_TASK STATEMENT_:
Both the line below containing "on one alias." and the line containing "### CI gate", along with every line between them, should be repeated exactly; no other line belongs in the answer.

Extracted data entries
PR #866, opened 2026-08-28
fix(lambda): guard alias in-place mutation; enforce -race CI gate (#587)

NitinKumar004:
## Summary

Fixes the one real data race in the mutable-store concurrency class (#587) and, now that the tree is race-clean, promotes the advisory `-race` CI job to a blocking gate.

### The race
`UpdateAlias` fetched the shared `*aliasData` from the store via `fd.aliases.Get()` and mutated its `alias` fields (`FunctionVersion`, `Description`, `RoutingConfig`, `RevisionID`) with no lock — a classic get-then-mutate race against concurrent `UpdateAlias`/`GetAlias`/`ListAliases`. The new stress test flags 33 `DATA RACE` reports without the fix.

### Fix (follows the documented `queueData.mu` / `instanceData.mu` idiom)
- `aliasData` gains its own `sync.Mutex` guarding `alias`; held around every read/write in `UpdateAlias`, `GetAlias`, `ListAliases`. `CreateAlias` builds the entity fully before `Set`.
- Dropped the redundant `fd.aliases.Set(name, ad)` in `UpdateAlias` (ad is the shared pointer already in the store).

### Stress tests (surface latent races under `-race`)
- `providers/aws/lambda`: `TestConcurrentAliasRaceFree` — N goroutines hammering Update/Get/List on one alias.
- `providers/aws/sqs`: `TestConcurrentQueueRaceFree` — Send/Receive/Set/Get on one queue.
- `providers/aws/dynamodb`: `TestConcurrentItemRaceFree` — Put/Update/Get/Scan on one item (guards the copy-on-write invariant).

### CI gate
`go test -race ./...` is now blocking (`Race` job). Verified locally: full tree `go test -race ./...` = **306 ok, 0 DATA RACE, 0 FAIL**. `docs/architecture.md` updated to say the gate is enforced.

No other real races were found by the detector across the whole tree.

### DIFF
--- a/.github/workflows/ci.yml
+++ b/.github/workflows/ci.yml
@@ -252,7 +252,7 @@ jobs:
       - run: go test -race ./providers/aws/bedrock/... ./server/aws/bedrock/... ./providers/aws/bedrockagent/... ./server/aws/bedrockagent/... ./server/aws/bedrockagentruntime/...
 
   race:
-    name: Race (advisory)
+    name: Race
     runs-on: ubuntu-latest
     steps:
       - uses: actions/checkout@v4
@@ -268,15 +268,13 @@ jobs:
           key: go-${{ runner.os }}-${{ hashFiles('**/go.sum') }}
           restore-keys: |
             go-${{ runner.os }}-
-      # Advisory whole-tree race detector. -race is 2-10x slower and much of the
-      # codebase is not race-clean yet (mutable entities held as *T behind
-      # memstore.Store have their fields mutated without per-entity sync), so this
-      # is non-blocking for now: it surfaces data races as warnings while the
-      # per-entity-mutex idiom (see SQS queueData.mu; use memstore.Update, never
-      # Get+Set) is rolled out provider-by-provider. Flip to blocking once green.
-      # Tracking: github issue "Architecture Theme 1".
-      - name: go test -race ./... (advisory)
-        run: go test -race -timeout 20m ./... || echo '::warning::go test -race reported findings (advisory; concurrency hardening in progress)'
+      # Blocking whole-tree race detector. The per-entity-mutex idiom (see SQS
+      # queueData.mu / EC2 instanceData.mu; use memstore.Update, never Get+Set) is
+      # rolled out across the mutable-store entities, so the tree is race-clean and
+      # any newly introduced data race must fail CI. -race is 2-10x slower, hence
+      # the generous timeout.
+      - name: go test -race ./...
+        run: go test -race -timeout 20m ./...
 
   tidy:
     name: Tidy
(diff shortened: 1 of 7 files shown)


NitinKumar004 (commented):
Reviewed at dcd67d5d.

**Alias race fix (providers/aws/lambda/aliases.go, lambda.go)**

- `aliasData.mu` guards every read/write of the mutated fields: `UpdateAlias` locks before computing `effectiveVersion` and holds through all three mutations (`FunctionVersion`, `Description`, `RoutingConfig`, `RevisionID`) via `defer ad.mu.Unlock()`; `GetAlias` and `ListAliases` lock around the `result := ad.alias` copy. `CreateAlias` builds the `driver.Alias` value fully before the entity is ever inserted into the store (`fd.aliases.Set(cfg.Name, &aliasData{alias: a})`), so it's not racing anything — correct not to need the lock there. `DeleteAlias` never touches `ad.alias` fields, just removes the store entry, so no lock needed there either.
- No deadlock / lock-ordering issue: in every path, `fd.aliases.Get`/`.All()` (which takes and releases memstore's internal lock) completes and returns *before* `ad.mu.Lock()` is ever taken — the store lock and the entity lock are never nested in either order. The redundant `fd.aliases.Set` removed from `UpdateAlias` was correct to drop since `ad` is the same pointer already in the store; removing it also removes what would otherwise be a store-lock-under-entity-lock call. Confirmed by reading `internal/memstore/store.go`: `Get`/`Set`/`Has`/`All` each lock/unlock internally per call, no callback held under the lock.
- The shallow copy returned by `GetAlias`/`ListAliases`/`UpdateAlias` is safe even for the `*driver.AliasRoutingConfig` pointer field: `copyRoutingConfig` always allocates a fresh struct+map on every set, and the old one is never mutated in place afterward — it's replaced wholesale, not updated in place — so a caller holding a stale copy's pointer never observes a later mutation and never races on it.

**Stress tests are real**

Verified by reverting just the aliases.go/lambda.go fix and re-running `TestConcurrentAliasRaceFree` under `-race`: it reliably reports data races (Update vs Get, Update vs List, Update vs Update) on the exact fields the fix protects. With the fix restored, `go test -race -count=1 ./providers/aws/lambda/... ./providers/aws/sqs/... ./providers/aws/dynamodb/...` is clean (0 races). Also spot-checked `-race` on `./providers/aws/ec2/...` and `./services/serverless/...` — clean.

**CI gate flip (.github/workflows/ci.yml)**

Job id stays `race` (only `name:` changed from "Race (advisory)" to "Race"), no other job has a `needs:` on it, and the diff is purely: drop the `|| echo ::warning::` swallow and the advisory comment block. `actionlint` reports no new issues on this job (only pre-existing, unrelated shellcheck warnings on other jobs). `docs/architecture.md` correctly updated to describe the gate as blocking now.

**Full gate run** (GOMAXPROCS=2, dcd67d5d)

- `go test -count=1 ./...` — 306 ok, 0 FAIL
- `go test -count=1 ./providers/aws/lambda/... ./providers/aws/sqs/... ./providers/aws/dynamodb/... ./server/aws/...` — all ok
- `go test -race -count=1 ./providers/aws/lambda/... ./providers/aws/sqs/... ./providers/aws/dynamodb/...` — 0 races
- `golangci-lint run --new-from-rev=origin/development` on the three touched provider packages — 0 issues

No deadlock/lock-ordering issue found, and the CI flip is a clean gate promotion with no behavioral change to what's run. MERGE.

_EXPECTED ANSWER_:
- `providers/aws/lambda`: `TestConcurrentAliasRaceFree` — N goroutines hammering Update/Get/List on one alias.
- `providers/aws/sqs`: `TestConcurrentQueueRaceFree` — Send/Receive/Set/Get on one queue.
- `providers/aws/dynamodb`: `TestConcurrentItemRaceFree` — Put/Update/Get/Scan on one item (guards the copy-on-write invariant).

### CI gate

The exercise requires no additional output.